22.04.1
DeepOps 22.04.1 Release Notes
Bugfix release
NVIDIA rotated the signing keys for the CUDA repositories on April 27, breaking installs from DeepOps 22.04 released a few days prior.
This release, 22.04.1, starts from 22.04 and adds PR #1167 to handle the updated key.
The previous release notes from 22.04 appear below.
Known Issues
- Kubeflow deployment is currently broken due to incompatibility between current Kubeflow and Kubernetes 1.22. Kubeflow deployment will be updated to add support when Kubeflow releases 1.6. See #1147.
General
- Extensive improvements to automated testing with Jenkins, Ansible Molecule, and ansible-lint
- Update MIG playbook to use the new nvidia-mig-manager systemd service
- Updates to roles for nvidia-docker and GPU driver
- Various bug fixes
Slurm
- Enhanced NCCL tests for Slurm cluster validation
- Make use of pam_slurm_adopt optional
- Break out multiple sections in Slurm inventory file
Kubernetes
- Update to Kubernetes 1.22.6
- Update default container runtime from dockershim to containerd
- Add support for NVIDIA Network Operator
- Add support to deploy NVIDIA Deep Learning Examples on Kubernetes clusters
- Update to GPU Operator 1.9
Changes
Bugs/Enhancements
- Fixes for rsyslog server role (#1096, #1098)
- Update NetApp Trident default version number and branding (#1105)
- Introduce a common script library (#953)
- Update versions of monitoring stack components (#1107)
- Updates to Jenkins testing (#1112, #1127, #1133, #1137, #1138, #1139, #1150, #1151)
- Fixes for setup script (#1114)
- Automated testing of DeepOps roles using Molecule (#1094, #1116, #1158)
- Update nvidia.nvidia_docker role to v1.2.4 (#1121)
- Automated deployment of Deep Learning Examples (#1083, #1145)
- Make it optional to use pam_slurm_adopt (#1111)
- Convert MIG playbook to use nvidia-mig-manager service (#1106)
- Update to GPU Operator 1.9 (#1074)
- Automatically run ansible-lint on each role (#1129)
- Update Kubeflow deployment script to Kubeflow 1.4 (#1104)
- Remove old build dirs during Slurm upgrade (#1101)
- Fixes to ood-wrapper role (#1125)
- Documentation of network ports (#1126)
- Set missing defaults in playbooks (#1134)
- Update to Kubespray v2.18.1 and containerd (#1043, #1141)
- Fix GPU Operator config (#1136)
- Break out functional host groups in Slurm inventory (#1087)
- Fix ordering in k8s cluster deployment (#1128)
- Update nvidia.nvidia_driver role to v2.2.0 (#1143, #1160)
- Add support for NVIDIA Network Operator (#1113, #1156)
- Enhanced NCCL tests for Slurm validation (#1042)

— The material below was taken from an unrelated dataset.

PR #4246, opened 2016-09-15
Add recipe for conda.el

necaris:
An environment manager for users of the Anaconda open data science toolchain and the `conda` tool for managing environments. Conda is primarily aimed at Python code, but also supports R and other general-purpose packages.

- Fix git.io shortlinks (#1163)
- Check for SELinux disabled in SELinux tasks (#1162)
Upgrade Steps
If you are upgrading to this version of DeepOps from a previous release you will need to follow the upgrade section of the Slurm or Kubernetes Deployment Guides. In addition to this, the ./scripts/setup.sh
script must be re-run and any new variables in the config.example files should be added to the existing config. For a full diff from release 22.01
run git diff 22.01 22.04 -- config.example/
. If you encounter problem please open a GitHub issue. See the update guide for additional guidance.